Sampling distributions
This is a teacher-led classroom activity suitable for introductory statistics courses in higher education.
In a nutshell
What and why: This activity introduces students to the concept of sampling
distributions and point estimates, and to how the accuracy of point
estimates are affected by sample size. Concurrently, it allows students
to become aware of the existence of open datasets in their discipline,
and to practice using dataset documentation, downloading and importing
datasets. A firm grasp of the concept of sampling distributions forms the basis of
inferential statistics. This activity will help establish the
conceptual foundation for calculating confidence intervals. Point
estimates (and confidence intervals) are essential tools in any
researcher’s repertoire of statistical techniques.

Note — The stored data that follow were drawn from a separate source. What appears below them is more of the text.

PR #1842, opened 2017-12-16
 Move the user list client code to its own file and make it possible to navigate with keyboard

astorije:
Note that the context menu does not support keyboard navigation yet, so there is still a click needed to actually do an action. This belongs to separate work however.

<p align=center>
  userlist keyboard navigation
</p>

This could probably use some ARIA attributes but I'm not 100% sure.

### DIFF
--- a/client/css/style.css
+++ b/client/css/style.css
@@ -1921,7 +1921,8 @@ part/quit messages where we don't load previews (adds a blank line otherwise) */
 
 .context-menu-item:hover,
 .textcomplete-item:hover,
-.textcomplete-menu .active {
+.textcomplete-menu .active,
+#chat .users .user.active {
 	background-color: #f6f6f6;
 	transition: none;
 }
--- a/client/css/style.css
+++ b/client/css/style.css
@@ -1204,7 +1204,7 @@ kbd {
 	color: #50a656;
 }
 
-#chat .user:hover {
+.chat .user:hover {
 	opacity: 0.6;
 }
 
--- a/client/js/render.js
+++ b/client/js/render.js
@@ -163,6 +163,11 @@ function renderChannelUsers(data) {
 		.sort((a, b) => b.lastMessage - a.lastMessage)
 		.map((a) => a.nick);
 
+	// Before re-rendering the list of names, there might have been an entry
+	// marked as active (i.e. that was highlighted by keyboard navigation).
+	// It is `undefined` if there was none.
+	const previouslyActive = users.find(".active").data("name");
+
 	const search = users
 		.find(".search")
 		.prop("placeholder", nicks.length + " " + (nicks.length === 1 ? "user" : "users"));
@@ -175,6 +180,15 @@ function renderChannelUsers(data) {
 	// Refresh user search
 	if (search.val().length) {
 		search.trigger("input");
+	}
+
+	// If a nick was highlighted before re-rendering the lists, re-highlight it in
+	// the newly-rendered list.
+	if (previouslyActive) {
+		// We need to un-highlight everything first because triggering `input` with
+		// a value highlights the first entry.
+		users.find(".user").removeClass("active");
+		users.find(`.user[data-name="${previouslyActive}"]`).addClass("active");
 	}
 
 	return users;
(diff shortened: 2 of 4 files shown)


client/css/style.css
```diff
@@ -1046,7 +1046,7 @@ kbd {
 	color: #50a656;
 }
 
-#chat .user:hover {
+.chat .user:hover {
```
astorije: After this change, only nicks in the message list window will change opacity on hover, since hovering on the userlist adds a background instead, like our dropdowns.

client/js/render.js
```diff
@@ -173,6 +176,8 @@ function renderChannelUsers(data) {
 	if (search.val().length) {
 		search.trigger("input");
 	}
+
+	return users;
```
xPaw: This appears to be unnecessary?

client/js/userlist.js
```diff
@@ -0,0 +1,108 @@
...
+		} else {
+			userlist = userlists.find(".names-original");
+		}
+
+		const users = userlist.find(".user");
+
+		// Find which item in the array of users is currently selected, if any.
+		// Returns -1 if none.
+		const activeIndex = users.toArray()
+			.findIndex((user) => user.classList.contains("active"));
```
astorije: This is certainly not ideal, but I couldn't find a better way. I could try to improve now that it's committed and working if you prefer (also, suggestions welcome).

client/js/render.js
astorije: Look at R123, I need it to keep a reference on the user list that was just created.

xPaw: Oh my bad, the diff was rendered in such a way I assumed the return was for a wrong function.

astorije: Hey, np, that just shows my change is not as easy to read as I'd hoped :) Do you want me to add a comment for this?

xPaw: Nah it's fine.

client/js/userlist.js
xPaw: Active would reset whenever the user list updates, right? All the user list updates are just full re-renders.

You could try using this: https://api.jquery.com/index/

astorije: > Active would reset whenever the user list updates, right? All the user list updates are just full re-renders.

Good catch, I missed that. It's correctly handled now, highlight will carry on if there is a user list update 🎉
But that was suuuuuch a wild goose chase though, with all the cases, had to keep multiple browsers opened, etc. I _think_ I have all the cases right now, but it would be great if you could give it a quick test to see if I missed something.
I so wish there were ways to write test cases for that, it would have been a breeze to list and fix all the cases. The day we have browser tests, I am so happy.

> You could try using this: api.jquery.com/index

Yeah I tried like different ways with that and couldn't go anywhere with it. I'll give it a quick try again, but I'm not too confident. Would love a hand if you want to give it a shot though.

astorije: Yeah so I'm trying with things like the following, but no dice:

```js
const activeIndex = users.find.index(".active");
const activeIndex = users.index(".user.active");
const activeIndex = userlist.index(".user.active");
const activeIndex = userlist.index(".active");
```

There must be a way, I'm just not seeing it...

xPaw:
@astorije I've rebased it for you. I've tested it and seems fine except for one problem: I can't escape out of context menu after opening it with enter. I'm not sure why it doesn't let me do that.

Context menus need to become keyboard aware too, but that's outside of this PR.

astorije:
Fixed linting issue.

@xPaw, you can't escape from context menu simply because there is no keyboard navigation on context menus, like you mentioned. When pressing <kbd>Enter</kbd>, keyboard focus is not passed to the context menu.

astorije:
I really don't understand why the `Escape` key event gets swallowed when the input has focus...
I feel like I've gone through this in the past, most likely another project, but I don't remember the resolution.

astorije:
Maybe later, I'd like to focus on PR reviews + docs first. But yeah, fixing this bug is useless until keyboard-accessible context menus anyway.

astorije:
btw I wanted to create an issue but forgot there was one already: https://github.com/thelounge/thelounge/issues/1911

All students should
be able to read and understand data documentation, and to download data
from repositories.
Prerequisite knowledge: Students should be familiar with the concepts of populations and
samples, and with the idea that our knowledge of populations typically
are inferred from estimates from samples. They should be able to
calculate a sample mean. The calculation of confidence intervals around
point estimates can be incorporated into this lesson if students have
not already been introduced to it.
Stuff you need: Each student group should have a computer and the analysis software you
prefer. You should have a teacher computer from which you can project.
Estimated time: Could be done in a 45-50 minute session, but would probably work better with 70-90 minutes available. In one longer session or across two shorter sessions.
Suggested intended learning outcomes
After completing this activity, the student should be able to:
Introductory statistics outcomes:
- Understand that sample characteristics vary around the true population parameters.
- Explain how the sample variance and the confidence interval around point estimates changes with the sample size.
- Calculate confidence intervals around estimated means.
Open Data outcomes:
- Be aware of the existence of open data sets.
- Understand the importance of clear data documentation.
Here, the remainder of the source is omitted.